Task: Filter these records by the string "makes", copying each line that holds it.

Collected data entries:
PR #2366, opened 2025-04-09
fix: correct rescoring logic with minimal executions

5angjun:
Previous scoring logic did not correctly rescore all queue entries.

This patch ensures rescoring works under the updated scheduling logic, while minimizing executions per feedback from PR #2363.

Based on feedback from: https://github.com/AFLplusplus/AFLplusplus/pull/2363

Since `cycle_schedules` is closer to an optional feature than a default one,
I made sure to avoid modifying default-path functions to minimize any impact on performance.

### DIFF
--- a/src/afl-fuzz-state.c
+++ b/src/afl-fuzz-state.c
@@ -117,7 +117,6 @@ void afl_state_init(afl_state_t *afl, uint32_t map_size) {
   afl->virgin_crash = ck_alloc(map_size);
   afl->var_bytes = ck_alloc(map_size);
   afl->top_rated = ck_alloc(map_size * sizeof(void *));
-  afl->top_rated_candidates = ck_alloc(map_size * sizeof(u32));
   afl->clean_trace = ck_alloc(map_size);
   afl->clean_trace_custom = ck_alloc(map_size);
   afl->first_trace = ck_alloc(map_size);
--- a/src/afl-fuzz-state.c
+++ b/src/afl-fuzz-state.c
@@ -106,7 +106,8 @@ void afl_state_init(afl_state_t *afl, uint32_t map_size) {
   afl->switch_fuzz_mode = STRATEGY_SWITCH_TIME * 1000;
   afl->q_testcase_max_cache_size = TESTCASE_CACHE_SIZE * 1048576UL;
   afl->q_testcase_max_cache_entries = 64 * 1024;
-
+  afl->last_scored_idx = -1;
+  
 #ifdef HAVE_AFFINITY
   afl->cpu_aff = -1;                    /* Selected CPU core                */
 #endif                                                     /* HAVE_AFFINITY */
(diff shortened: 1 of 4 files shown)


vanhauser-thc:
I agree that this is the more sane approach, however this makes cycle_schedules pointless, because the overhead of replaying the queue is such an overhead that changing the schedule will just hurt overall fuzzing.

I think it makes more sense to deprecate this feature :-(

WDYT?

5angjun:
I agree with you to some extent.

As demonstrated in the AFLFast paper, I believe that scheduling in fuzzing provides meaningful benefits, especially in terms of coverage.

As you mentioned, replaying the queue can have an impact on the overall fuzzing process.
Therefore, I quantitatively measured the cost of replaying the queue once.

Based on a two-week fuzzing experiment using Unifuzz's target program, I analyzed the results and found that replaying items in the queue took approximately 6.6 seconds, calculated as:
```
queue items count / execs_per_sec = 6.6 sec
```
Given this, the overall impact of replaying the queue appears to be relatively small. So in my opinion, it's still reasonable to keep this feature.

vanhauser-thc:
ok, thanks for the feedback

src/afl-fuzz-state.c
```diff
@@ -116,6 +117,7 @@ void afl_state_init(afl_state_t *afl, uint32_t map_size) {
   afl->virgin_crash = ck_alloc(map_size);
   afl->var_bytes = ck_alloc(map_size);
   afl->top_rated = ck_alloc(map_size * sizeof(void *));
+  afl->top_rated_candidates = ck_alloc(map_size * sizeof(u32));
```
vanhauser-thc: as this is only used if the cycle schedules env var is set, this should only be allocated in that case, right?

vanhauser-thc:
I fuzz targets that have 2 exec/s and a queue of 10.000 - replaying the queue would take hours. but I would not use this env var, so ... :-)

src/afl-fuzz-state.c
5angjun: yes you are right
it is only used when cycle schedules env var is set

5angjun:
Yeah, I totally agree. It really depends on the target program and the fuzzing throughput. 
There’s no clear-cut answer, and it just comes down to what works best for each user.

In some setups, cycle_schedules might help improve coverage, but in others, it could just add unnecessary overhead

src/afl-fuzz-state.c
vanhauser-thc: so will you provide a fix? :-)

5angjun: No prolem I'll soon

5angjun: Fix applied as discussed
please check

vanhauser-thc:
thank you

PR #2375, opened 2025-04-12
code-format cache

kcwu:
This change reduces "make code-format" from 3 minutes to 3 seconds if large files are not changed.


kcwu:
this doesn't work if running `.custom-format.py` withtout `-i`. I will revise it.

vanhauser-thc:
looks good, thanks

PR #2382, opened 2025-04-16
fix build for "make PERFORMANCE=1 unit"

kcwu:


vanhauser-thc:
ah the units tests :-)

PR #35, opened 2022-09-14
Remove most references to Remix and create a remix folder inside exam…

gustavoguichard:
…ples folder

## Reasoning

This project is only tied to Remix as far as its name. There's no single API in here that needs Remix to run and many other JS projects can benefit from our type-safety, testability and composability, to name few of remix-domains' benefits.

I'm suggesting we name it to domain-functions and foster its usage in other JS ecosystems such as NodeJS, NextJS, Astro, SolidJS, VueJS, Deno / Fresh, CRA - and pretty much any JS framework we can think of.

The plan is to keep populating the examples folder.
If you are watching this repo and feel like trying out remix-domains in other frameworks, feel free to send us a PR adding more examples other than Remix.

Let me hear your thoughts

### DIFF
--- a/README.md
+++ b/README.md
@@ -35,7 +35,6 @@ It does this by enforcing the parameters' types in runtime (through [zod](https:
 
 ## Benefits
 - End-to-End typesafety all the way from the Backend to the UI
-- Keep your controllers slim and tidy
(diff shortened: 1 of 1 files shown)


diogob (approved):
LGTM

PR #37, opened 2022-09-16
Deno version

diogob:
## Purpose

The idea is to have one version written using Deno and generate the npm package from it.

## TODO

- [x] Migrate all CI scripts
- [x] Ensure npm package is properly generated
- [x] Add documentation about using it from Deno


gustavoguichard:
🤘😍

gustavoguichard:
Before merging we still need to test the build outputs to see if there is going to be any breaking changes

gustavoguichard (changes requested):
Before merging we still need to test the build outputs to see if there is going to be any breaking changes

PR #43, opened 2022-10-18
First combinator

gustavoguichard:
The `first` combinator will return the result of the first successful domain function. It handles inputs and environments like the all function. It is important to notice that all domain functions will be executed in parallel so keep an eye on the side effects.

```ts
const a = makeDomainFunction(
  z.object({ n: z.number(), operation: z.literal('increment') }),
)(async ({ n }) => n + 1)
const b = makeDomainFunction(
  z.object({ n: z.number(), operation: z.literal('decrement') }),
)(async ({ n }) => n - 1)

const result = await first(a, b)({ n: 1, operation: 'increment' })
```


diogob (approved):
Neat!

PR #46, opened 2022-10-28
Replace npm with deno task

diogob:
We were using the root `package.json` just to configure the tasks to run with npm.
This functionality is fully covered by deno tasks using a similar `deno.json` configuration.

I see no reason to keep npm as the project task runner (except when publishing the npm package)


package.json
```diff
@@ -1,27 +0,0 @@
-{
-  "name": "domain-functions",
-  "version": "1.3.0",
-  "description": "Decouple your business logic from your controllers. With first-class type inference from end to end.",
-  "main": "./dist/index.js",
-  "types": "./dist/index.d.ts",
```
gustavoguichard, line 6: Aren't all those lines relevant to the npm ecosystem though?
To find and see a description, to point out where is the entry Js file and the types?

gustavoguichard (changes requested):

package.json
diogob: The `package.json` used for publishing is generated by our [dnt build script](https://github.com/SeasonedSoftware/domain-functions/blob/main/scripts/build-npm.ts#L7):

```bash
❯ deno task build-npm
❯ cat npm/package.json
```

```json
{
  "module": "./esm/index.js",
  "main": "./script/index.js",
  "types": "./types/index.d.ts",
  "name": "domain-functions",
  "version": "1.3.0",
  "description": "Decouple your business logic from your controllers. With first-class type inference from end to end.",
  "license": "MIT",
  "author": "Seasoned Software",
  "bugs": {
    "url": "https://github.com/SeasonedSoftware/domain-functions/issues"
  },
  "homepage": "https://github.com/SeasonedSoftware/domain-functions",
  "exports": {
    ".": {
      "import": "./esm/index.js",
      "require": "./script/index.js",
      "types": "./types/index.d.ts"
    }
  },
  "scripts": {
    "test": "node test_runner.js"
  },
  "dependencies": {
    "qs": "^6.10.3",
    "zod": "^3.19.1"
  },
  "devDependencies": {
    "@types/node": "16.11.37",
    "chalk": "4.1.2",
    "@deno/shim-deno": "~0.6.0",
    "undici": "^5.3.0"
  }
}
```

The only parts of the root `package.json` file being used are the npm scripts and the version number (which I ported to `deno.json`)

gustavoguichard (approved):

Written response:
I agree that this is the more sane approach, however this makes cycle_schedules pointless, because the overhead of replaying the queue is such an overhead that changing the schedule will just hurt overall fuzzing.
I think it makes more sense to deprecate this feature :-(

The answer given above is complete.